Aim of the task: Would you transcribe the line containing "The testLocal repo" and every line after it, through the end of the records below, exactly and with nothing else?
─── Given records
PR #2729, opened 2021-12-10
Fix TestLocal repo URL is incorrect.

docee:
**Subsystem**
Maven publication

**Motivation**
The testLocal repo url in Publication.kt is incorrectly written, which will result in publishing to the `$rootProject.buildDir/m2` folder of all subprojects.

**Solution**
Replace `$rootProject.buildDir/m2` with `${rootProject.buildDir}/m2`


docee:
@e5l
──────
Answer to the exercise:
The testLocal repo url in Publication.kt is incorrectly written, which will result in publishing to the `$rootProject.buildDir/m2` folder of all subprojects.

**Solution**
Replace `$rootProject.buildDir/m2` with `${rootProject.buildDir}/m2`


docee:
@e5l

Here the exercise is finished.